Abstract

ABSTRACTThis article asks us to reconsider the impact of the issue of imperialism in electoral politics in late Victorian and Edwardian Britain. Using a corpus of around five million words of digitised campaign speeches from the years 1880–1910, it examines the language of the nine General Elections held in this period through computerised text-mining. This ‘big data’ analysis produces three conclusions, which in some cases nuance existing interpretations and in others directly challenge them. The first questions the prevailing consensus that elections in the high age of empire featured imperialism as a consistently central issue.
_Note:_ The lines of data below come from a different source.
PR #1534, opened 2023-02-16
feat: enable selecting move generator instead of defaulting to @nrwl/angular

MaxKless:
- refactor: move nx version retrieval to nxls
- feat(vscode): enable choosing (re)move generator from file explorer
- feat: provide wildcard pattern setting for (re)move generators
- refactor: revert selectgenerator changes

### DIFF
--- a/.vscode/settings.json
+++ b/.vscode/settings.json
@@ -10,5 +10,9 @@
     "add-dev-dependency",
     "migrate"
   ],
+  "nxConsole.moveGeneratorPatterns": {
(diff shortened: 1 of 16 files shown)


Cammisuli (changes requested):
Do you think we can split the nxls changes so that the change logs will be cleaner for intellij? 

We don't have this feature in that extension yet and having this in the change log will be confusing.

MaxKless:
closed in favor of two new PRs

PR #1537, opened 2023-02-16
feat(intellij): provide file links for created/updated files

iguissouma:
This PR will provide links for created/updated files on console

Screenshot 2023-02-16 at 22 19 40


MaxKless (approved):
works like a charm, thanks!
Interesting that it automatically only shows links if the files exist!

PR #1548, opened 2023-02-21
fix(intellij): open nx generate ui file on same window

iguissouma:


Cammisuli (approved):
Thank you! Looks good

Issue #856, opened 2020-08-03
TARGET_OS_DRIVERKIT missing under Clang 12


rdrpenguin04:
I should mention that this is a git build of Clang and of CMake; let me know if you want more precise version information.

**Build Log**
Relevant section (omitted successful targets):
```
[13/15893] Building CXX object src/dyld/CMakeFiles/system_loader.dir/src/dyld2.o
FAILED: src/dyld/CMakeFiles/system_loader.dir/src/dyld2.o 
[...]

Issue #964, opened 2021-04-30
error: prefix attribute must be followed by an interface or protocol


jcgonzalezr92:
Hello All, 

This happened when i tried the make, I installed all dependencies and all was going ok until here:  

[ 12%] Building CXX object src/external/objc4/runtime/CMakeFiles/objc_obj.dir/maptable.mm.o
[ 12%] Building CXX object src/external/objc4/runtime/CMakeFiles/objc_obj.dir/hashtable2.mm.o
[ 12%] Building CXX object src/external/objc4/runtime/CMakeFiles/objc_obj.dir/NSObject.mm.o
/home/user/darling/src/external/objc4/runtime/NSObject.mm:2000:2: error: prefix attribute must be followed by an interface or protocol
@implementation _NSObject
 ^
1 error generated.
make[2]: *** [src/external/objc4/runtime/CMakeFiles/objc_obj.dir/build.make:89: src/external/objc4/runtime/CMakeFiles/objc_obj.dir/NSObject.mm.o] Error 1
make[1]: *** [CMakeFiles/Makefile2:11542: src/external/objc4/runtime/CMakeFiles/objc_obj.dir/all] Error 2
make: *** [Makefile:130: all] Error 2

I was wondering if you have any advise or if you can see that i may have done something wrong please let me know.

Thanks and regards!

facekapow:
What commit are you trying to build and what version of clang are you using?

ivanpmartell:
I'm not OP, but I have the same error with the following:
commit 35534fcaa312b184145c95a543cf86c8b08d4e70

clang version 6.0.0-1ubuntu2 (tags/RELEASE_600/final)
Target: x86_64-pc-linux-gnu
Thread model: posix

Running on ubuntu bionic:
Distributor ID: Ubuntu
Description:    Ubuntu 18.04.5 LTS
Release:        18.04

HinTak:
That clang is way too old - current is 11 or 12? It is certainly 10+ . You'll have problem with old kernel version with ubuntu 18.04 too! Consider upgrading to 20.04 at least.

facekapow:
Yeah, certainly too old. [The docs say](https://docs.darlinghq.org/build-instructions.html#dependencies) Clang 9+ is required (latest Clang release is 12).

Issue #939, opened 2021-03-01
NSObject.o build error: prefix attribute must be followed by an interface or protocol


paianoa:
I'm trying to compile on a 64bit virtual machine with Debian10 and kernel 5.10 (4GB ram):

```
root@phptest:/home/andrea/darling/build# uname -a
Linux phptest 5.10.0-0.bpo.3-amd64 #1 SMP Debian 5.10.13-1~bpo10+1 (2021-02-11) x86_64 GNU/Linux

```
Error got:
```

[ 13%] Built target system_duct_firstpass
[ 13%] Building CXX object src/external/objc4/runtime/CMakeFiles/objc_obj.dir/NSObject.o
/home/andrea/darling/src/external/objc4/runtime/NSObject.mm:2000:2: error: prefix attribute must be followed by an interface or protocol
@implementation NSObject
 ^
1 error generated.
make[2]: *** [src/external/objc4/runtime/CMakeFiles/objc_obj.dir/build.make:89: src/external/objc4/runtime/CMakeFiles/objc_obj.dir/NSObject.o] Error 1
make[1]: *** [CMakeFiles/Makefile2:11542: src/external/objc4/runtime/CMakeFiles/objc_obj.dir/all] Error 2
make: *** [Makefile:130: all] Error 2
```

facekapow:
What Clang version are you compiling with?

paianoa:
Clang is 6.0.1 as you can see below:
```
root@phptest:/home/andrea/darling/build# cmake ..
-- The C compiler identification is Clang 6.0.1
-- The CXX compiler identification is Clang 6.0.1
-- Check for working C compiler: /usr/bin/clang-6.0
-- Check for working C compiler: /usr/bin/clang-6.0 -- works
-- Detecting C compiler ABI info
-- Detecting C compiler ABI info - done
-- Detecting C compile features
-- Detecting C compile features - done
-- Check for working CXX compiler: /usr/bin/clang++-6.0
-- Check for working CXX compiler: /usr/bin/clang++-6.0 -- works
-- Detecting CXX compiler ABI info
-- Detecting CXX compiler ABI info - done
-- Detecting CXX compile features
-- Detecting CXX compile features - done
-- The ASM compiler identification is Clang
-- Found assembler: /usr/bin/clang-6.0
-- The ASM-ATT compiler identification is GNU
-- Found assembler: /usr/bin/as
-- Found dsymutil: /usr/bin/llvm-dsymutil-6.0
[...]

PR #980, opened 2021-06-24
Update CMake supported clang versions

JJTech0130:
+ ~~Darling doesn't build with clang versions less than 9, so there is no need to support them: https://github.com/darlinghq/darling/issues/939 and https://github.com/darlinghq/darling/issues/964.~~ **EDIT:** Fixed by https://github.com/darlinghq/darling/commit/4fbf800df4dfa6e6159b2f97c8a053c9489e9dce.
+ Clang 11 is easier to get than 9 or 10 (buster-backports only has 8 and 11) so we should add it for ease of use.
+ Clang 12 support seems to be resolved: https://github.com/darlinghq/darling/issues/856.

~~I also updated the docs to reflect this change: https://github.com/darlinghq/darling-docs/pull/25~~

### DIFF
--- a/CMakeLists.txt
+++ b/CMakeLists.txt
@@ -10,6 +10,8 @@ if (NOT DEFINED CMAKE_C_COMPILER)
 		"clang-7"
 		"clang-9"
 		"clang-10"
+		"clang-11"
+		"clang-12"
 )
 endif(NOT DEFINED CMAKE_C_COMPILER)
 
@@ -21,6 +23,8 @@ if (NOT DEFINED CMAKE_CXX_COMPILER)
 		"clang++-7"
 		"clang++-9"
 		"clang++-10"
+		"clang++-11"
+		"clang++-12"
 )
 endif(NOT DEFINED CMAKE_CXX_COMPILER)
 


bugaevc:
To be honest, I'd like to keep old versions of Clang working too. If something we wrote doesn't work with them, I'd consider it a bug. However, if it's something Apple wrote (like objc4), then there's not much we could do.

JJTech0130:
I mentioned some issues in https://github.com/darlinghq/darling-docs/pull/25, and they were closed with "your clang is too old".

bugaevc:
So `objc_nonlazy_class` looks like it can be trivially made to work on older Clang versions:

```objc

#if /* have new enough Clang */
__attribute__((objc_nonlazy_class))
#endif
@implementation Foo

#if /* have old Clang */
+ (void) load { }
#endif
```

(Empty load methods for `NSObject` and others is also what the older versions of objc4 use.)

cc @facekapow

facekapow:
Yeah, that look about right (not sure if that's all that older clangs would need, though). That's actually what `OS_OBJECT_NONLAZY_CLASS` and `OS_OBJECT_NONLAZY_CLASS_LOAD` in libdispatch do. The objc runtime would be the only one that needs to be updated (everything else uses libdispatch's macros).

JJTech0130:
Well, um, I think that's ok. We should still add to new versions. Can I remove commits from the pull request, or is that not possible?

facekapow:
Yes; you can reset your branch back to master, and then make new commits, and then force push to the branch.

JJTech0130:
Well, can't do that on mobile, and my pc's a bit stressed out trying to build darling... Will do it as soon as I finish.

facekapow:
Currently testing that potential fix for older clangs. I'm on Arch, though, so I can't test Clang 6 specifically (well, I could, but the AUR only has Clang 5 and then 7), only Clang 7.

JJTech0130:
OK. I have fixed the commits.

JJTech0130:
How should the docs be updated? The Debian 10 requirements specified `clang-6.0`, whilst there is a notice stating only clang 9+ is supported. Should the notice be changed? Removed? And should we leave the Debian 10 instructions or update them?

facekapow:
The docs should be updated to indicate that the minimum required Clang version is actually 6 now, not 9.

JJTech0130:
https://github.com/darlinghq/darling-docs/pull/26

PR #1062, opened 2021-11-15
fix: Various kernel fixes

trungnt2910:
Various fixes are made in order to ~~run `dotnet` properly~~ make `dotnet` half-runnable.

## proc_info:
- Added 3 additional flavors.
- Added more info for `_proc_pidinfo_tbsdinfo`

## waitid
- Marshalled the `siginfo_t` between Linux and BSD, allowing processes to access valid data.

## SIGCHLD
- Some processes check for explicitly ignored signals and avoid handling them (e.g. `dotnet`). As `SIGCHLD` is not configured with `SIG_IGN` on real MacOS, we should not do that on Darling, either.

The article argues that this interpretation relies too heavily on evidence from a minority of elections—especially the famous ‘khaki’ struggle of 1900—and that in the majority of campaigns in this period, imperialism was relatively unimportant as an election issue, including in the Unionist landslide of 1895. The second argument questions historians’ preoccupation with the ‘contested’ nature of discourses of imperialism and patriotism at elections, and contends that—insofar as the empire was an important campaign issue at all—the Conservatives were considerably more likely to champion it and connect it to politically charged and emotive appeals than were their Liberal opponents. Finally, the article maintains that the languages of imperialism and patriotism have often been unhelpfully conflated by historians, and argues that they could become politically synonymous only in the very specific circumstance of a ‘khaki’ election. In other contests, they could diverge, as is demonstrated by a case study of the campaign of 1906 when patriotism was reclaimed by the Liberals from a domestic, rather than imperial platform.